Craig, in prison, contacted the Wisconsin Innocence Project (WIP) about eight years after the evidence was destroyed, according to the appeal. Sarah Shields, a senior DNA analyst with an accredited lab, examined Friedman's report and compared it to DNA profiles for Craig and Keys.
"Ms. Shields concluded that Mr. Craig was excluded as a contributor to the partial profile," Henak wrote in the appellate brief.
WIP referred Craig to the the Legal Assistance to Incarcerated Persons Program. Neither organization filed a brief on Craig's behalf.
It took time, but Craig's family came up with the money to hire Henak to represent him.

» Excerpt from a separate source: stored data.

Issue #211, opened 2013-07-01
Feature Request: Labels above bars in bar chart


wolframarnold:
Hi Nick, Weidong,

I know that the label method isn't effective for bar charts, but I'd like to make a feature request to add labels above the bars in a bar chart. It would be really helpful to see, e.g. the total bar height as a label above the bar. Similar as the labels in the row chart or the pie chart, but above the bar.

I love your work. It's been very helpful.

Cheers,
Wolf

nreese:
What is the status of this issue? Did a pull request ever get merged into the baseline? If so, is there an example showing how to create a bar chart with labels?

gordonwoodhull:
Hi @nreese there's never been a PR on this. I'd go with @dimirc's second answer to the SO question above, and take @mr23's answer into account as well. If you want to file a PR that would be awesome.

nreese:
How should labels behave for stacked bar charts?

gordonwoodhull:
I think they would just show the total. It would be kinda messy to have them overlay the next bar up...

nreese:
I was thinking of placing the labels above the bars. What should happen if there is not enough space between the top of the bar and the top of the chart for the label? Should the label be placed below the bar top for these instances?

gordonwoodhull:
I would expect the domain of the chart to stretch a bit in that case. But I guess it's debatable.

nreese:
It looks like the domain can be expanded by setting yAxisPadding. Should dc.js try to automatically set yAxisPadding to an appropriate value when rendering labels or should this be left up to the developer to manually set yAxisPadding as they see fit?

gordonwoodhull:
Sure. It's not perfect because it will also expand the padding below the chart, but it will do.

I would just leave it to the user, since we do not even automatically adjust the margins for axes or axis labels. (It would be nice, but probably better to address the layout problem in a comprehensive way. Like the others, this one depends on text height, which is somewhat tricky.)

nitinsurana:
+1 for having labels for stacked bar charts too. It'll be nice to have configurable option to decide the placement position in the bar - top/bottom/center.

prashant22april:
Hi All,
I urgently require a error bar charts using dc.js. Any help in this area would be highly appreciated. Something similar to the below image I am looking out for:
![download](https://cloud.githubusercontent.com/assets/15922042/17547940/20b2a07a-5f07-11e6-8a8d-dce332b8fa79.jpg)

[...]

Issue #998, opened 2015-08-26
bubble chart padding


gordonwoodhull:
bubble padding is even more of an issue than scatter plot padding #440 because of the variable size of bubbles

![image](https://cloud.githubusercontent.com/assets/1366709/9500558/321264da-4bf4-11e5-88ed-e6d787e99475.png)

It can be managed manually with  `xAxisPadding` and `yAxisPadding` but that's a lot of futzing.

gordonwoodhull:
And padding doesn't work very well because it adds the same amount to same to both sides.

Here, adding an absurd x padding of 50 and y padding of 400:

![image](https://cloud.githubusercontent.com/assets/1366709/9500668/b2abf228-4bf4-11e5-9321-2da535022c01.png)

gordonwoodhull:
Should be calculated for each side independently. It can be put under a flag to make it backward compatible.

tttp:
Hi,

I've been experimenting with AxixPadding, and it isn't ideal, mostly because I end up having ticks that are under 0, when you display a number of observation, a negative number is confusing.

A better solution I've found is to remove the clip-path, so the bubbles are drawn under the axis, and works fine IMO.
![bubbly](https://cloud.githubusercontent.com/assets/128426/14987633/9f78b304-1150-11e6-8000-70023685132e.png)

tttp:
Is there any reason for the clip-path? if it's a workaround only for me, I can set a post render and remove the clip-path on chart-body

gordonwoodhull:
That's a decent workaround for your case. We should consider making the clip path optional. I think it mainly exists to allow zooming of line and bar charts (#108) but zooming of bubble charts is also possible.

I don't think eliminating the clip path is enough in all cases. If bubbles are really big they will still leave the chart area.

tttp:
It takes 3 lines with renderlet and no (visible) impact to add then remove clip-path. Not sure it's worthwhile adding an option to make the clip path optional.

I've documented the workaround on SO, I'd say it's good enough ;)

http://stackoverflow.com/questions/37042901/how-to-avoid-truncated-bubbles-when-elasticx-or-elasticy/37042902#37042902

PR #1031, opened 2015-10-27
Bar chart labels

nreese:
pull request for issue https://github.com/dc-js/dc.js/issues/211 adding support for bar chart labels


src/bar-chart.js
```diff
@@ -50,6 +51,13 @@ dc.barChart = function (parent, chartGroup) {
         return _chart._render();
     });
 
+    _chart.label(function(d) {
+        return d.y0 + d.y;
+    });
+    //_chart.label() sets _renderLabel to true.
+    //Set back to false to disable renderLabel by default
+    _chart.renderLabel(false);
+
```
gordonwoodhull: this seems like an odd default value, the Y coordinate? why not just leave `.label()` uninitialized?

gordonwoodhull:
I must be missing something about the label = Y coordinate default. 

Other than that this looks really good. Thanks for including tests and for making it backward-compatible; since it is, we can include it in 2.0.

nreese:
I figured that most users want bar labels to display the y-axis value. For my use case in particular, I had some bars that were order of magnitudes taller than others (150 vs 3). Since the small bars are so tiny, 2 or 3 pixels, I wanted a way to convey that they were not zero.
What would you recommend for a default value function?

gordonwoodhull:
Oh, I get it now. Yes, of course that's a reasonable default. 

I guess we'll probably have to default in some floating point formatter. Your comment about tiny bars reminds me that it would be nice to make the labels clickable.

You can take on these improvements if you want; otherwise I'll just address them when I merge.

I also see that I'll need to do something about the padding; the stacked bar example makes it painfully obvious how poorly `yAxisPadding` works here, because adding a gap below zero is quite wrong. It's pretty much the same change as is needed for #998 bubble chart padding. I can address this after merging this.

nreese:
I can take a look at making the labels clickable - that should be straight forward.

How many decimal places should the default label generator format floating points to? Maybe 2?

What do you have in mind for y axis padding?

gordonwoodhull:
Thanks @nreese! We can use the same default floating point formatting that we use for the filters. It's `.2f` but it's configurable. In fact, maybe it makes sense to use `dc.utils.printSingleValue` for consistency.

https://github.com/dc-js/dc.js/blob/develop/src/utils.js

gordonwoodhull:
It might be enough just to have padding on each side instead of duplicated on X and Y.

But I don't want to commit to a design yet, because there is too much in dc.js which was designed hastily and continues to haunt.

nreese:
I have made the labels clickable and used dc.utils.printSingleValue for format the label value. 

Let me know if anything else is needed.

nreese:
It looks like there is a merge conflict. How do I look at/fix the merge conflict? Are you waiting on action from me for this pull request?

gordonwoodhull:
Thanks @nreese, don't worry about the merge conflict, although in the future it is a best practice not to check in the build artifacts when doing a PR. (It usually doesn't matter but it makes life difficult for the maintainer in rare cases, so that's [why we put that in the contribution guidelines](https://github.com/dc-js/dc.js/blob/master/CONTRIBUTING.md).)

Sorry for the slow turnaround. I haven't had time to thoroughly review this. But it looks ready afaict.

gordonwoodhull:
This merged to 2.0 beta 21. Thanks!

@nreese, please let me know how to credit you in the AUTHORS file - your commits are marked with Reese and a bogus email address. 

(Probably a good idea to set [your name](https://help.github.com/articles/setting-your-username-in-git/) and [your email](https://help.github.com/articles/setting-your-email-in-git/) in git if you're contributing to projects on GitHub.)

PR #1032, opened 2015-10-29
Heatmaps seem to be empty after crossfilter reloads data

smee:
`selectAll` does not inherit data from its parent. This means that if the underlying crossfilter gets new data the selection of `g.box-group` will see the new data, the children `title` and `rect` will not. The optical result of that is a seemingly empty heatmap although the data has changed.

### DIFF
--- a/src/heatmap.js
+++ b/src/heatmap.js
@@ -228,10 +228,10 @@ dc.heatMap = function (parent, chartGroup) {
 
         if (_chart.renderTitle()) {
             gEnter.append('title');
-            boxes.selectAll('title').text(_chart.title());
+            boxes.select('title').text(_chart.title());
         }
 
-        dc.transition(boxes.selectAll('rect'), _chart.transitionDuration())
+        dc.transition(boxes.select('rect'), _chart.transitionDuration())
             .attr('x', function (d, i) { return cols(_chart.keyAccessor()(d, i)); })
             .attr('y', function (d, i) { return rows(_chart.valueAccessor()(d, i)); })
             .attr('rx', _xBorderRadius)


gordonwoodhull:
Thanks @smee! Good catch.

mtraynham:
@gordonwoodhull There seems to be a few other places where `selectAll` is being used where `select` is likely more appropriate.  

Bubble Chart:
https://github.com/dc-js/dc.js/blob/develop/src/bubble-chart.js#L117
https://github.com/dc-js/dc.js/blob/develop/src/bubble-chart.js#L133

Bubble Mixin:
https://github.com/dc-js/dc.js/blob/develop/src/bubble-mixin.js#L133

Geo:
https://github.com/dc-js/dc.js/blob/develop/src/geo-choropleth-chart.js#L158

Heatmap:
https://github.com/dc-js/dc.js/blob/develop/src/heatmap.js#L234
https://github.com/dc-js/dc.js/blob/develop/src/heatmap.js#L237
https://github.com/dc-js/dc.js/blob/develop/src/heatmap.js#L252
https://github.com/dc-js/dc.js/blob/develop/src/heatmap.js#L269

Line:
https://github.com/dc-js/dc.js/blob/develop/src/line-chart.js#L356

Row:
https://github.com/dc-js/dc.js/blob/develop/src/row-chart.js#L208

gordonwoodhull:
Thanks @mtraynham - this is confusing because in most of the code you refer to, the data is used right on the next line. And it doesn't seem to be nested data. 

I think we would know if all these locations were failing. So are there some cases where selectAll will in fact replicate the data to the child?

mtraynham:
Well I deemed these cases as bad, because it was using a `selectAll` parent selection which did recieve `.data()` and then using a `selectAll` for a single child item, such as labels or a `g` which contains a single `circle`.  It's not entirely problematic because, yes, the data is not nested, but it does introduce issues with enter/update/exit selections.

I believe some of these may be masked by the fact that we transition the same nodes twice:
https://github.com/dc-js/dc.js/blob/develop/src/bubble-chart.js#L117
https://github.com/dc-js/dc.js/blob/develop/src/bubble-chart.js#L133

gordonwoodhull:
Nice!

Hmm. Just when I thought I understood selections. I agree they should be `select`s but wonder why they are not failing as they are. (Or failing twice!)

gordonwoodhull:
See https://github.com/dc-js/dc.js/pull/1237#issuecomment-266952653 for the reason this doesn't break the whole world. (Hint: most people use crossfilter, but dc.js doesn't require you to.)

gordonwoodhull:
Yesterday Mike posted a detailed rationale for why `select` works this way: https://github.com/d3/d3-selection/issues/106#issuecomment-267223054

gordonwoodhull:
adding test and merging for 2.0. thanks @smee!

gordonwoodhull:
still need to check against the very helpful @mtraynham list above

PR #1033, opened 2015-10-31
Y Axes alignment option: addendum

gazal-k:
Follow up to #985


gordonwoodhull:
Just as a progress report, I'm merging this in the hotfix/2.0.0-beta.32 branch. Here is a matrix of the 25 cases which I'm adding as an example and visual test case. 

(There are at least 25 cases because left and right can each be all positive, mostly positive, even positive/negative, mostly negative, or all negative.)

image

Looks like the current heuristic gets many cases well, but severely squishes one series or the other in about 8 cases, and loses one or the other in two cases. 

I'm going to try a more comprehensive approach.

gordonwoodhull:
Improved algorithm:
image
image
http://dc-js.github.io/dc.js/examples/align-axes.html

gordonwoodhull:
Live in 2.0 beta 32. Thanks @gazal-k!

PR #1041, opened 2015-11-17
Add dc.util docs

### LINKED ISSUE #969: dc.pluck() not in API docs
I would have expected it to be listed here:
https://github.com/dc-js/dc.js/blob/master/web/docs/api-latest.md#utilities

mtraynham:
Surprising these weren't there before... Fixes #969


gordonwoodhull:
Thanks!!

Issue #1046, opened 2015-11-25
Vertical grid lines on a bar chart are black (not light gray)


mikemsq:
Vertical grid lines on a bar chart are black (not light gray) - see the image.
Probable cause - style override ???
![dc 2 0 0-beta 21](https://cloud.githubusercontent.com/assets/3779501/11401592/412dc3f6-9361-11e5-8641-3fd9f8be2494.PNG)

gordonwoodhull:
Good eye. I think we can just replace the selector instead of having both, since the new one is strictly more specific. Right?

mikemsq:
That would do.
I wasn't sure if the other one is used anywhere else.
I'll update the fix.

Thanks,
Mike

gordonwoodhull:
You were right the first time. Thanks, merging in beta 24!

PR #1047, opened 2015-11-25
Fix for #1046

mikemsq:
Added more specific css selectors


gordonwoodhull:
Link #1046

gordonwoodhull:
Good eye. I think we can just replace the selector instead of having both, since the new one is strictly more specific. Right?

gordonwoodhull:
Merged in 2.0 beta 24

PR #1053, opened 2015-12-03
adding a pyramid chart.

Sarah-W:
Useful for population demographics and where ever your data comes in pairs you want to compare.

### DIFF
--- a/Gruntfile.js
+++ b/Gruntfile.js
@@ -403,6 +403,7 @@ module.exports.jsFiles = [
     'src/geo-choropleth-chart.js',
     'src/bubble-overlay.js',
     'src/row-chart.js',
+    'src/pyramid-chart.js',
     'src/legend.js',
     'src/scatter-plot.js',
     'src/number-display.js',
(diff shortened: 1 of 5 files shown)


gordonwoodhull:
Thanks @Sarah-W! Looks like the canonical name for this kind of chart is "diverging stacked bar chart", or in this case "diverging stacked row chart". 

Of course, we don't currently support stacking in row charts, so maybe we should just call it a diverging row chart. A pyramid chart seems to be something else, used more for conceptual charts (like the food pyramid).

What I'm going to do here is merge the best from this PR and @ruhley's #943 "paired row chart".

Sarah-W:
Sweet! I have made a couple of tweaks since the first PR, will push them now (else it will be the new year before it happens)

gordonwoodhull:
Here's a branch with both versions included, for comparison and eventual combination into the best-of-both:
https://github.com/dc-js/dc.js/tree/pyramid-paired

I've run out of time for today!

Sarah-W:
Well I've run out of time for this year. :) I will be not so much AFK as AF-IDE till early January. I look forward to seeing what you do with it.

gordonwoodhull:
Screenshot
image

Shields testified at the 2022 post-conviction hearing before Rossell. She repeated her conclusion that Craig was not the person who vaginally raped LC.
Friedman, who also testified.
He agreed that Mr. Craig was excluded if there was only one minor contributor. ...
Like Ms. Shields, he reasoned that there was only one minor contributor because there was no evidence to support otherwise . ...
Ms. Shields could neither include nor exclude Mr. Keys as one of the minor contributors to the material on the vaginal swab. When she compared the partial profile to Mr. Keys, the partial profile was consistent with him.
Rossell denied Craig's request for a new trial.
Although the court held that Mr. Craig had shown both that the evidence was discovered after trial and that it was not cumulative, the court also held that Mr. Craig was negligent in not seeking it sooner after the trial, was not material because it was not admissible, and that there was no reasonable probability of a different outcome with the evidence.
Craig, through Henak, said the Court of Appeals should reverse Rossell's ruling and grant Craig a new trial "as a matter of due process based upon the newly discovered DNA evidence excluding him as the source of the semen."
The full appellate brief in the case is here.
Both Craig and Keys remain incarcerated.